Nur wenige Frauen haben einen Medikationsplan

62 Prozent der Arzneimittelverordnungen erfolgen durch Hausärzte, nur 24 Prozent durch Gynäkologen. 86 Prozent der Frauen mit Arzneimitteltherapie vor der Schwangerschaft haben keinen Medikationsplan. Das zeigt eine vertiefende Umfrage unter knapp 1.300 bei der Barmer versicherten Frauen, die im vergangenen Jahr entbunden haben. „Mit dem Eintritt der Schwangerschaft kommt es zu einem Wechsel des primären Ansprechpartners für die Arzneimitteltherapie – hin zum Gynäkologen – wobei oft eine Informationslücke entsteht. Der Schutz des Ungeborenen muss deshalb schon vor der Schwangerschaft beginnen. Dazu sollte die Gesamtmedikation junger Frauen grundsätzlich auf kindsschädigende Risiken geprüft werden“, sagt Beckmann. Nun seien nicht alle riskanten Wirkstoffe im selben Maße gefährlich. Es gebe aber „unzweifelhaft starke“ Teratogene, die das Risiko für grobe Fehlbildungen des Embryos auf bis zu 30 Prozent erhöhen, so Beckmann. Trotzdem haben in NRW im Jahr 2018 mehr als 21.000 Frauen im gebärfähigen Alter ein starkes teratogenes Arzneimittel verordnet bekommen. „Die behandelnden Ärztinnen und Ärzte passen die Arzneimitteltherapie an die Schwangerschaft zwar sehr wohl an.

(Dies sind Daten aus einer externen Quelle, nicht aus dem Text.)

PR #452, opened 2015-12-23
Jasssonpet/require

jasssonpet:
Related to: https://github.com/NativeScript/common-runtime-tests-app/pull/11


fealebenpae:
Do we gain anything by replacing the `var`s with `let`s, given that we can't JIT?

jasssonpet:
Yes, it's easier to track the code flow without hoisting variables.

Das belegen die zurückgehenden Verordnungszahlen von teratogenen Arzneimitteln. Allerdings liegen die Absetzquoten bei den besonders kritischen Präparaten lediglich zwischen 31 und 60 Prozent. Das ist viel zu wenig“, sagt Beckmann.

Prüfung der Therapie nach Eintritt der Schwangerschaft zu spät

Im Mittel bemerken Frauen ihre Schwangerschaft in der fünften Schwangerschaftswoche. Die vulnerabelste Phase für den Embryo ist die Organogenese, die etwa bis zur elften Schwangerschaftswoche dauert. Entscheidend ist, in dieser Phase die Anwendung von teratogenen Arzneimitteln zu verhindern. „Unsere Umfrage hat gezeigt, dass die erste Besprechung der Sicherheit der Arzneimitteltherapie mit der behandelnden Ärztin oder dem behandelnden Arzt im Mittel häufig erst in der siebten Schwangerschaftswoche erfolgte. Das ist definitiv zu spät, weil zu diesem Zeitpunkt die Organogenese schon weit vorangeschritten ist und ein möglicher Schaden durch teratogene Arzneimittel bereits eingetreten sein könnte. Wer einen Medikationsplan führt, hat schon vor der Schwangerschaft einen Risikoüberblick“, sagt der Landeschef der Barmer.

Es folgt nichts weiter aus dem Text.